HybPiper: A bioinformatic pipeline for processing target-enrichment data
With the rapid rise of next-generation sequencing technologies, disparate fields from cancer research to evolutionary biology have seen a drastic shift in the way DNA sequence data is obtained. It is now possible to sequence many genes across large numbers of species in an incredibly short period of time. And the price tag keeps getting smaller and smaller. However, the deluge of sequence data obtained using these high-throughput sequencing techniques requires a substantial amount of computational input to process—a daunting task for many biologists. A recently developed bioinformatics pipeline allows researchers with limited computational skills to quickly and efficiently extract gene regions of interest from data obtained with the increasingly popular targeted sequence capture approach.
Targeted sequence capture is a technique used to focus sequencing efforts on specific regions of the genome. By reducing the size of the target genome to only those gene regions of interest, many more samples can be sequenced concurrently. A recent study led by scientists at the Chicago Botanic Garden and available in Applications in Plant Sciences describes the pipeline, HybPiper, for recovering gene regions from sequence data obtained using this technique.
"We set out to design a tool to reliably extract gene sequences from high-throughput sequencing projects to build phylogenetic trees," explains Dr. Matthew Johnson, lead author of the study. "Scientists using next-generation sequencing technologies get their data delivered in a big pile of DNA fragments. HybPiper decides which fragments belong to which gene, assembles the fragments into a gene region, and returns the full gene sequence, including introns, in a format that can be used for downstream analysis."
The pipeline brings together a number of Python scripts and free-standing programs to create a simple-to-use workflow for processing large amounts of sequence data. "We used a variety of tools at each phase, and tweaked the parameter settings until we were consistently recovering the right sequence. We also tried to be sensitive to different targeted sequencing designs—for example, not everyone will be able to design probes from a closely related genome. This flexibility is reflected in a large number of customizable parameters in HybPiper to better fit each individual project," explains Johnson.

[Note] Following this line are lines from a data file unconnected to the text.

PR #1027, opened 2024-06-25
Context `merge` function

### LINKED ISSUE #1013: Add a merge API to `cedar_policy::Context`
### Category

As a developer working on translation of user-defined rust types to `cedar_policy::Context`, I find that I often want to reach for a `merge` method to merge two contexts `ctx1.merge(ctx2)`. A use-case for this is when translating nested structs of attributes into a nested `Context`.

Consider a top-level aggregate of multiple user-defined Contexts.
```rust
#[derive(Builder, Debug, Clone, PartialEq, Eq)]
#[builder(pattern = "owned")]
pub struct MyContext {
    pub foo: FooContext,
    pub bar: BarContext,
}
```

Where sub-contexts may have other nested user-defined Contexts that I need to translate into a `cedar_policy::Context`, are defined as:

```rust
// Contains other Contexts I need to translate, recursively.
pub struct FooContext {
    pub ctx_a: Option<FooContextA>,
    pub ctx_b: Option<FooContextB>,
}

// A leaf Context.
pub struct BarContext {
    pub key: String,
    pub value: String,
}
```
A merge API could help write code like this to stitch together sub-context translation results:

```rust
impl MyContext {
    pub fn try_into_cedar_context(self) -> Result<cedar_policy::Context, MyContextToCedarContextError> {
            let foo_ctx = self.foo.try_into_cedar_context()?;
            let bar_ctx = self.bar.try_into_cedar_context()?;
            Ok(foo_ctx.merge(bar_ctx));
    }
}

// Example impl for a non-top-level context.
impl FooContext {
    // It would be good to run a fold/collect to reduce over the contexts. Rough idea, may not compile.
    pub fn try_into_cedar_context(self) -> Result<cedar_policy::Context, MyContextToCedarContextError> {
          Ok(vec![self.ctx_a, self.ctx_b].iter()
                    .fold(Context::new(), |mut acc, ctx| { 
                         acc.merge(ctx);
                         acc
                  })?);
    }
}
```

Aside from the `merge` proposal another good alternative could be implementing the `extend` trait like `HashMap` does, https://doc.rust-lang.org/std/collections/struct.HashMap.html#method.extend.

The workaround that I ended up doing was to implement non-top-level translations to a `HashMap<String, RestrictedExpression>`. Then I can build the top-level context by merging the restricted expression maps and passing that to `Context::from_pairs(result)`. 

```rust
// Translation of a leaf context.
impl BarContext {
    pub fn try_into_cedar_context(self) -> Result<HashMap<String, RestrictedExpression, MyContextToCedarContextError> {
          Ok(HashMap::from([
               ("key".to_string(), RestrictedExpression::new_string(self.key)),
               ("value".to_string(), RestrictedExpression::new_string(self.value)),
           ])?);
    }
}
```

At the top-level I converted the sub-contexts to a `RestrictedExpression` record, and then used `Context::from_pairs`:

```rust
impl MyContext {
    pub fn try_into_cedar_context(self) -> Result<cedar_policy::Context, MyContextToCedarContextError> {
         let foo_expr_map = self.foo.try_into_cedar_context()?;
         let bar_expr_map = self.bar.try_into_cedar_context()?;
         Ok(Context::from_pairs([
             ("foo".to_string(), RestrictedExpression::new_record(foo_expr_map.into_iter())?),
             ("bar".to_string(), RestrictedExpression::new_record(bar_expr_map.into_iter())?)
         ]))
    }
}
```

### Additional context

_No response_

khieta:
## Description of changes

Adds two new methods to the public API:
* `Context::merge` as suggested in #1013 
* `Context::values` which gets the key/value pairs out of the context. This function seemed like the most natural way to implement `merge`, and could be useful in general.

Makes a breaking error API change (because I can't help myself):
* Renamed `DuplicateKeyInRecordLiteralError` to `DuplicateKeyError` and added a "context" field to allow more precise error messages. The reason for this change is just that I didn't like the error message "duplicate key _ in a record literal" for the `Context` functions.

## Issue #, if available

Resolves #1013

### DIFF
--- a/cedar-policy-core/src/ast/expr.rs
+++ b/cedar-policy-core/src/ast/expr.rs
@@ -424,7 +424,7 @@ impl Expr {
     /// Create an `Expr` which evaluates to a Record with the given (key, value) pairs.
     pub fn record(
         pairs: impl IntoIterator<Item = (SmolStr, Expr)>,
-    ) -> Result<Self, RecordConstructionError> {
+    ) -> Result<Self, ExpressionConstructionError> {
         ExprBuilder::new().record(pairs)
     }
 
@@ -995,18 +995,16 @@ impl<T> ExprBuilder<T> {
     pub fn record(
         self,
         pairs: impl IntoIterator<Item = (SmolStr, Expr<T>)>,
-    ) -> Result<Expr<T>, RecordConstructionError> {
+    ) -> Result<Expr<T>, ExpressionConstructionError> {
         let mut map = BTreeMap::new();
         for (k, v) in pairs {
             match map.entry(k) {
                 btree_map::Entry::Occupied(oentry) => {
-                    return Err(
-                        expression_construction_errors::DuplicateKeyInRecordLiteralError {
-                            key: oentry.key().clone(),
-                            context: "in record literal",
-                        }
-                        .into(),
-                    );
+                    return Err(expression_construction_errors::DuplicateKeyError {
+                        key: oentry.key().clone(),
+                        context: "in record literal",
+                    }
+                    .into());
                 }
                 btree_map::Entry::Vacant(ventry) => {
                     ventry.insert(v);
@@ -1155,16 +1153,14 @@ impl<T: Clone> ExprBuilder<T> {
 // Don't make fields `pub`, don't make breaking changes, and use caution
 // when adding public methods.
 #[derive(Debug, PartialEq, Eq, Clone, Diagnostic, Error)]
-pub enum RecordConstructionError {
+pub enum ExpressionConstructionError {
     /// The same key occurred two or more times
     #[error(transparent)]
     #[diagnostic(transparent)]
-    DuplicateKeyInRecordLiteral(
-        #[from] expression_construction_errors::DuplicateKeyInRecordLiteralError,
-    ),
+    DuplicateKeyInRecordLiteral(#[from] expression_construction_errors::DuplicateKeyError),
 }
 
-/// Error subtypes for [`RecordConstructionError`]
+/// Error subtypes for [`ExpressionConstructionError`]
 pub mod expression_construction_errors {
     use miette::Diagnostic;
     use smol_str::SmolStr;
@@ -1177,20 +1173,20 @@ pub mod expression_construction_errors {
     // when adding public methods.
     #[derive(Debug, PartialEq, Eq, Clone, Diagnostic, Error)]
     #[error("duplicate key `{key}` {context}")]
-    pub struct DuplicateKeyInRecordLiteralError {
+    pub struct DuplicateKeyError {
         /// The key which occurred two or more times
         pub(crate) key: SmolStr,
         /// Information about where the duplicate key occurred (e.g., "in record literal")
         pub(crate) context: &'static str,
     }
 
-    impl DuplicateKeyInRecordLiteralError {
+    impl DuplicateKeyError {
         /// Get the key which occurred two or more times
         pub fn key(&self) -> &str {
             &self.key
         }
 
-        /// Get a new error with an updated `context` field
+        /// Make a new error with an updated `context` field
         pub fn set_context(self, context: &'static str) -> Self {
             Self { context, ..self }
         }
--- a/cedar-policy-core/src/ast/expr.rs
+++ b/cedar-policy-core/src/ast/expr.rs
@@ -424,7 +424,7 @@ impl Expr {
     /// Create an `Expr` which evaluates to a Record with the given (key, value) pairs.
     pub fn record(
         pairs: impl IntoIterator<Item = (SmolStr, Expr)>,
-    ) -> Result<Self, ExpressionConstructionError> {
+    ) -> Result<Self, RecordConstructionError> {
         ExprBuilder::new().record(pairs)
     }
 
@@ -995,7 +995,7 @@ impl<T> ExprBuilder<T> {
     pub fn record(
         self,
         pairs: impl IntoIterator<Item = (SmolStr, Expr<T>)>,
-    ) -> Result<Expr<T>, ExpressionConstructionError> {
+    ) -> Result<Expr<T>, RecordConstructionError> {
         let mut map = BTreeMap::new();
         for (k, v) in pairs {
             match map.entry(k) {
@@ -1003,6 +1003,7 @@ impl<T> ExprBuilder<T> {
                     return Err(
                         expression_construction_errors::DuplicateKeyInRecordLiteralError {
                             key: oentry.key().clone(),
+                            context: "in record literal",
                         }
                         .into(),
                     );
@@ -1154,8 +1155,8 @@ impl<T: Clone> ExprBuilder<T> {
 // Don't make fields `pub`, don't make breaking changes, and use caution
 // when adding public methods.
 #[derive(Debug, PartialEq, Eq, Clone, Diagnostic, Error)]
-pub enum ExpressionConstructionError {
-    /// The same key occurred two or more times in a single record literal
+pub enum RecordConstructionError {
+    /// The same key occurred two or more times
     #[error(transparent)]
     #[diagnostic(transparent)]
     DuplicateKeyInRecordLiteral(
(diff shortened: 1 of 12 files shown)


shaobo-he-aws (approved):

cedar-policy-core/src/ast/expr.rs
```diff
@@ -1155,12 +1154,10 @@ impl<T: Clone> ExprBuilder<T> {
...
 #[derive(Debug, PartialEq, Eq, Clone, Diagnostic, Error)]
 pub enum ExpressionConstructionError {
-    /// The same key occurred two or more times in a single record literal
+    /// The same key occurred two or more times
     #[error(transparent)]
     #[diagnostic(transparent)]
-    DuplicateKeyInRecordLiteral(
-        #[from] expression_construction_errors::DuplicateKeyInRecordLiteralError,
-    ),
+    DuplicateKeyInRecordLiteral(#[from] expression_construction_errors::DuplicateKeyError),
```
cdisselkoen, line 1160: probably rename the variant here too while we're at it

cedar-policy-core/src/ast/expr.rs
```diff
@@ -1169,23 +1166,30 @@ pub mod expression_construction_errors {
...
-    impl DuplicateKeyInRecordLiteralError {
-        /// Get the key which occurred two or more times in the record literal
+    impl DuplicateKeyError {
+        /// Get the key which occurred two or more times
         pub fn key(&self) -> &str {
             &self.key
         }
+
+        /// Make a new error with an updated `context` field
+        pub fn set_context(self, context: &'static str) -> Self {
```
cdisselkoen, line 1190: I'm not sure if this is general idiomaticity guideline or not, but I would expect `set_` to be a method that takes `&mut Self`, and `with_` to be a method that takes `self` and returns `Self`, like `Value::with_maybe_source_loc()` in Core.  Take or leave this advice

cedar-policy-core/src/ast/request.rs
```diff
@@ -309,28 +316,28 @@ impl Context {
...
 
-    /// Iterate over the (key, value) pairs in the `Context`; or return `None`
-    /// if the `Context` is purely unknown
+    /// Get an iterator over the (key, value) pairs in the `Context`, cloning
+    /// only if necessary.
     //
-    // PANIC SAFETY: This is safe due to the invariant on `self.context`, `self.context` must always be a record
-    pub fn iter<'s>(&'s self) -> Option<Box<dyn Iterator<Item = (&SmolStr, PartialValue)> + 's>> {
+    // PANIC SAFETY: This is safe due to the invariant (ContextRecord) on `self.context`
+    pub fn values(self) -> Box<dyn Iterator<Item = (SmolStr, PartialValue)>> {
```
cdisselkoen, line 323: Should we call this `.into_iter()` instead?  Maybe even have it be an implementation of the `IntoIterator` trait?

cedar-policy/src/api.rs
```diff
@@ -3384,6 +3384,34 @@ impl Context {
...
+    /// constructors like [`Context::from_pairs`] or [`Context::from_json_str`].
+    pub fn values(self) -> HashMap<String, RestrictedExpression> {
+        self.0
+            .values()
+            .map(|(k, v)| {
+                (
+                    k.to_string(),
+                    match v {
+                        ast::PartialValue::Value(val) => RestrictedExpression(
+                            ast::RestrictedExpr::new_unchecked(ast::Expr::from(val)),
```
cdisselkoen, line 3405: might be useful to have a `ast::RestrictedExpr::from(val)` function.  From this vantage point it's a little harder to see why `new_unchecked` is safe here

cdisselkoen (approved):

cedar-policy-core/src/ast/expr.rs
john-h-kastner-aws, line 1190: I wouldn't make this `pub`. `pub(crate)` probably?

cedar-policy-core/src/ast/request.rs
```diff
@@ -309,28 +316,28 @@ impl Context {
...
-                record
-                    .iter()
-                    .map(|(k, v)| (k, PartialValue::Value(v.clone()))),
-            )),
-            PartialValue::Residual(expr) => match expr.expr_kind() {
-                ExprKind::Record(map) => Some(Box::new(
-                    map.iter()
-                        .map(|(k, v)| (k, PartialValue::Residual(v.clone()))),
-                )),
-                ExprKind::Unknown(_) => None,
```
john-h-kastner-aws, line 333: How is the `Unknown` case handled now? Kind of worried it might hit the `panic!("internal invariant violation: expected a record, got {kind:?}"),` case

khieta: Great question! I believe the `Context::from_expr` function is used on all paths for building a context, and this function must return a record value or record residual due to the handing of records in `RestrictedEvaluator::partial_interpret_internal`. I updated the comment about the `ContextRecord` invariant to reflect this, but would appreciate if you would double check my reasoning.

cedar-policy-core/src/ast/request.rs
khieta: I'll try this out tomorrow

cedar-policy-core/src/ast/request.rs
john-h-kastner-aws: Looked at the code closer and I agree that this match is safe given the invariant. 

#1026 introduced `from_partial_value_unchecked` which makes the invariant depend on those call sites. I'd be happier if that didn't need the `_unchecked` constructor, but I am convinced that the invariant is maintained. We already have #541 for future refactoring.

cedar-policy-core/src/entities/json/err.rs
```diff
@@ -80,10 +80,10 @@ pub enum JsonDeserializationError {
     #[error(transparent)]
     #[diagnostic(transparent)]
     MissingImpliedConstructor(MissingImpliedConstructor),
-    /// The same key appears two or more times in a single record literal
+    /// The same key appears two or more times in a single record
     #[error(transparent)]
     #[diagnostic(transparent)]
-    DuplicateKeyInRecordLiteral(DuplicateKeyInRecordLiteral),
+    DuplicateKey(DuplicateKey),
```
aaronjeline, line 86: This is a nicer name

aaronjeline (approved):

cedar-policy-core/src/ast/request.rs
khieta: Latest version adds additional comments to `from_partial_value_unchecked` to clarify 🙂

cedar-policy-core/src/ast/request.rs
khieta: Latest version adds an implementation of `IntoIterator`. I don't think we can provide an `.iter()` function that doesn't perform cloning atm. I think the best solution would be to address #541 by storing the context as a hash map instead of a record expression.

cedar-policy-core/src/ast/request.rs
shaobo-he-aws: Would it make sense to implement #541 in this PR if it's convenient?

cedar-policy/src/api.rs
```diff
@@ -3387,30 +3387,50 @@ impl Context {
...
                     k.to_string(),
                     match v {
-                        ast::PartialValue::Value(val) => RestrictedExpression(
-                            ast::RestrictedExpr::new_unchecked(ast::Expr::from(val)),
-                        ),
+                        ast::PartialValue::Value(val) => {
+                            RestrictedExpression(ast::RestrictedExpr::from(val))
+                        }
                         ast::PartialValue::Residual(exp) => {
                             RestrictedExpression(ast::RestrictedExpr::new_unchecked(exp))
```
cdisselkoen, line 3416: maybe a short comment justifying the `_unchecked`, like you have elsewhere in this PR?

cdisselkoen (approved):
Looks great

cedar-policy-core/src/ast/request.rs
cdisselkoen: Nicely done :)

Want to add a comment to #541 with your suggestion for implementation?

cedar-policy/src/api.rs
```diff
@@ -3384,6 +3384,54 @@ impl Context {
         cedar_policy_validator::context_schema_for_action(&schema.0, action.as_ref())
             .ok_or_else(|| ContextJsonError::missing_action(action.clone()))
     }
+
+    /// Combine two [`Context`]s, returning an error if they contain overlapping keys
+    pub fn merge(self, context: Self) -> Result<Self, ContextCreationError> {
```
shaobo-he-aws, line 3389: Sorry for being late. I was wondering if we can generalize the argument to `impl Iterator<SmolStr, ...>`, since `Context` implements the conversion.

cedar-policy-core/src/ast/request.rs
john-h-kastner-aws: I expect that change to be a bit annoying, so I'd rather see it in a follow up PR. Up to Kesha if wants to do it ofc.

john-h-kastner-aws (approved):
looks good!

cedar-policy-core/src/ast/request.rs
khieta: Yeah, that will be a somewhat involved change, so I'll leave it for future work.

khieta:
I believe I've addressed all comments now. Will wait until tomorrow to merge because I will need to make some downstream fixes (caused by the change `Context::iter` -> `Context::into_iter`)

khieta:
Fix for DRT failure is here: https://github.com/cedar-policy/cedar-spec/pull/376. Need a re-approval before I can merge this PR.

One feature that is particularly useful, especially for those researchers working with plants, is HybPiper's ability to detect duplicate genes. Because all flowering plants, for example, have at least one whole genome duplication in their shared evolutionary history, the detection of paralogous gene copies is an essential part of accurately estimating species relationships. This, however, can be an exceedingly difficult and time-consuming task. Enter HybPiper. Built into the pipeline is the ability to detect duplicate genes within a molecular dataset. Johnson explains, "Sorting DNA sequencing fragments can be tricky when what seems like one gene is really two closely related genes. HybPiper has tools that will allow users to avoid this issue and detect whether a gene has been duplicated in their study organism."
Dr. Johnson concludes, "Development of HybPiper is ongoing. We have set up a website (github.com/mossmatters/HybPiper) that helps users with installation issues and a comprehensive tutorial using an example dataset. We encourage users to provide feedback and suggest new features that will help them with their target enrichment analysis."